Gilead Sciences Inc. added another cystic fibrosis drug to its pipeline by licensing the preclinical epithelial sodium channel (ENaC) inhibitor P-680 from Parion Sciences Inc.

Foster City, Calif.-based Gilead will pay Durham, N.C.-based Parion up to $156 million for the drug, including a $5 million license fee, a $5 million equity purchase, research funding and potential milestone payments. Parion would also receive double-digit royalties on future sales.

In exchange, Gilead gets exclusive worldwide commercialization rights to P-680 in the treatment of pulmonary diseases including CF, chronic obstructive pulmonary disease (COPD), and non-CF bronchiectasis. Parion will complete preclinical and some Phase I development of the drug, with Gilead taking over further development. The two companies also will collaborate on a research program to identify other ENaC inhibitors.

The purpose of ENaC inhibitors, including P-680, is to block sodium channels that regulate hydration in the mucus membranes. This blockage prevents the absorption of liquid and keeps the mucosal surfaces hydrated. In the case of CF, the approach is intended to inhibit the development of thick mucus that results in infections and lung damage.

Parion's ENaC program was spun out of the University of North Carolina at Chapel Hill by Richard Boucher, UNC chief of pulmonary medicine and founder of Inspire Pharmaceuticals Inc. Boucher teamed up with former Trimeris Inc. CEO Ross Johnson to found Parion, which was originally named CyFi Pharmaceuticals.
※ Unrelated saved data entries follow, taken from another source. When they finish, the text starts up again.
PR #608, opened 2023-03-16
APIs for toggling MSALRuntime's logging

Avery-Dunn:
MSALRuntime allows logging and PII data to be toggled on and off, however in MSAL Java these are not toggleable: logging is always enabled through SLF4J, and PII is set once [when the client app is made](https://github.com/AzureAD/microsoft-authentication-library-for-java/blob/dev/msal4j-sdk/src/main/java/com/microsoft/aad/msal4j/AbstractClientApplicationBase.java#L55).

Making these toggleable in MSAL Java would require either a breaking change, or a parallel set of logging APIs that would be confusing or useless to anyone not using the broker. 

Because of that, this PR adds new APIs to the broker package, allowing app developers to configure MSALRuntime's logging separately from MSAL Java's. In enabled, app developers will see MSALRuntime's verbose logs through the SLF4J framework in the same way they see MSAL Java's logs.

### DIFF
--- a/msal4j-brokers/src/main/java/com/microsoft/aad/msal4jbrokers/MsalRuntimeBroker.java
+++ b/msal4j-brokers/src/main/java/com/microsoft/aad/msal4jbrokers/MsalRuntimeBroker.java
@@ -187,7 +187,7 @@ public class MsalRuntimeBroker implements IBroker {
      *
      * @param enableLogging true to enable MSALRuntime logs, false to disable it
      */
-    public void toggleLogging(boolean enableLogging) {
+    public void enableBrokerLogging(boolean enableLogging) {
         try {
             MsalRuntimeInterop.toggleMsalRuntimeLogging(enableLogging);
         } catch (Exception ex) {
@@ -202,7 +202,7 @@ public class MsalRuntimeBroker implements IBroker {
      *
      * @param enablePII true to allow PII to appear in logs and error messages, false to disallow it
      */
-    public void togglePII(boolean enablePII) {
+    public void enableBrokerPIILogging(boolean enablePII) {
         try {
             MsalRuntimeInterop.toggleMsalRuntimePIILogging(enablePII);
         } catch (Exception ex) {
--- a/msal4j-brokers/src/main/java/com/microsoft/aad/msal4jbrokers/MsalRuntimeBroker.java
+++ b/msal4j-brokers/src/main/java/com/microsoft/aad/msal4jbrokers/MsalRuntimeBroker.java
@@ -176,4 +176,37 @@ public class MsalRuntimeBroker implements IBroker {
             return false;
         }
     }
+
+    /**
+     * Toggles whether or not detailed MSALRuntime logs will appear in MSAL Java's normal logging framework.
+     *
+     * If enabled, you will see logs directly from MSALRuntime, containing verbose information relating to telemetry, API calls,successful/failed requests, and more.
+     * These logs will appear alongside MSAL Java's logs (with a message indicating they came from MSALRuntime), and will follow the same log level as MSAL Java's logs (info/debug/error/etc.).
+     *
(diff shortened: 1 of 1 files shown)


msal4j-brokers/src/main/java/com/microsoft/aad/msal4jbrokers/MsalRuntimeBroker.java
```diff
@@ -176,4 +176,37 @@ public boolean isBrokerAvailable() {
...
+     * Toggles whether or not detailed MSALRuntime logs will appear in MSAL Java's normal logging framework.
+     *
+     * If enabled, you will see logs directly from MSALRuntime, containing verbose information relating to telemetry, API calls,successful/failed requests, and more.
+     * These logs will appear alongside MSAL Java's logs (with a message indicating they came from MSALRuntime), and will follow the same log level as MSAL Java's logs (info/debug/error/etc.).
+     *
+     * If disabled (default), MSAL Java will still produce some logs related to MSALRuntime, particularly in error messages, but will be much less verbose.
+     *
+     * @param enableLogging true to enable MSALRuntime logs, false to disable it
+     */
+    public void toggleLogging(boolean enableLogging) {
```
siddhijain: nit - rename the method to enableLog or enableBrokerLog. toggleLogging seems ambiguous. toggleLogging - false -> does this mean do not toggle? toggleLogging - true -> does this mean toggle the current value?

msal4j-brokers/src/main/java/com/microsoft/aad/msal4jbrokers/MsalRuntimeBroker.java
```diff
@@ -176,4 +176,37 @@ public boolean isBrokerAvailable() {
...
+    }
+
+    /**
+     * If enabled, Personal Identifiable Information (PII) can appear in logs and error messages produced by MSALRuntime.
+     *
+     * If disabled (default), PII will not be shown, and you will simply see "(PII)" or similar notes in places where PII data would have appeared.
+     *
+     * @param enablePII true to allow PII to appear in logs and error messages, false to disallow it
+     */
+    public void togglePII(boolean enablePII) {
```
siddhijain: same as above. enableLogPII?

msal4j-brokers/src/main/java/com/microsoft/aad/msal4jbrokers/MsalRuntimeBroker.java
```diff
@@ -176,4 +176,37 @@ public boolean isBrokerAvailable() {
             return false;
         }
     }
+
```
bgavrilMS, line 179: MSAL Java already has logging APIs that control both verbosity and PII. Why aren't those used ? We should not have special APIs for WAM logging.

bgavrilMS (changes requested):
Use existing logging mechanism instead of exposing new one.

msal4j-brokers/src/main/java/com/microsoft/aad/msal4jbrokers/MsalRuntimeBroker.java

Since its founding in 2000, Parion has remained under the radar while quietly advancing its lead ENaC inhibitor, P-552, through Phase II programs in CF and xerostomia (dry mouth) associated with Sjogren's syndrome. Trials in more than 150 patients have shown P-552 to be well-tolerated and to cause mucus clearance in CF patients, according to Parion Director of Operations Paul Boucher.

P-552 is now slated for a Phase IIb trial in CF and additional trials in Sjogren's syndrome, but Boucher said the timelines and details are still being planned.

Since ENaC is found on the mucosal surfaces of the lung, mouth, nose, eye and gastrointestinal tract, Parion's ENaC inhibitors may have broad utility in COPD, bronchiectasis, dry eye and many other conditions, including biodefense applications against inhaled pathogens like anthrax and plague. Boucher said the company has a "vast library" of ENaC inhibitors, some of which may be possible partnering candidates. He added that the company also has "very extensive" intellectual property in the space.

Thus far, Parion has advanced its pipeline without any venture funding, instead relying on grants from the NIH and Cystic Fibrosis Foundation Therapeutics Inc. (CFF). Earlier this week, CFF signed a $20 million venture philanthropy deal with FoldRx Pharmaceuticals Inc., bringing the foundation's total in committed biotech funding for CF programs to about $250 million since 1998. (See BioWorld Today, Aug. 14, 2007.)

For Gilead, the P-680 license represents another step in the effort to increase its footprint in respiratory therapeutics. To date, most of Gilead's success has come from antiviral products like Atripla (efavirenz 600 mg/ emtricitabine 200 mg/ tenofovir disoproxil fumarate 300 mg) and Truvada (emtricitabine and tenofovir disoproxil fumarate), but Gilead spokesperson Nathan Kaiser said the company is "very committed" to building out its respiratory franchise.

As of now, that franchise consists solely of Tamiflu (oseltamivir phosphate), on which Gilead gets royalties from F. Hoffmann-La Roche Ltd.. Yet a new drug application filing is planned before the end of the year for CF drug aztreonam lysine for inhalation, which met its endpoints in two Phase III trials. (See BioWorld Today, May 31, 2007.)

Kaiser noted that P-680 and inhaled aztreonam lysine "address different aspects of the disease." P-680 improves mucosal clearance, while inhaled aztreonam lysine addresses Pseudomonas aeruginosa infection, a significant cause of morbidity and mortality among CF patients. The two drugs "theoretically could be used in combination," Kaiser said.

Another target indication for Gilead, according to Kaiser, is cardiovascular disease. The company markets hypertension drug Flolan (epoprostenol sodium) and gained approval in June for pulmonary arterial hypertension drug Letairis (ambrisentan). Another hypertension drug, darusentan, is in Phase III. (See BioWorld Today, June 19, 2007.)

Gilead acquired inhaled aztreonam lysine through its buyout of Corus Pharma Inc. and all three hypertension drugs through its buyout of Myogen Inc. With about $2 billion in cash, equivalents and marketable securities as of the end of the second quarter, the company certainly has the money to buy more companies if it so chooses, but Kaiser was mum as to any acquisition plans. (See BioWorld Today, July 31, 2006 and Oct. 3, 2006.)

Shares of Gilead (NASDAQ:GILD) dipped 21 cents to close at $37.60 on Thursday.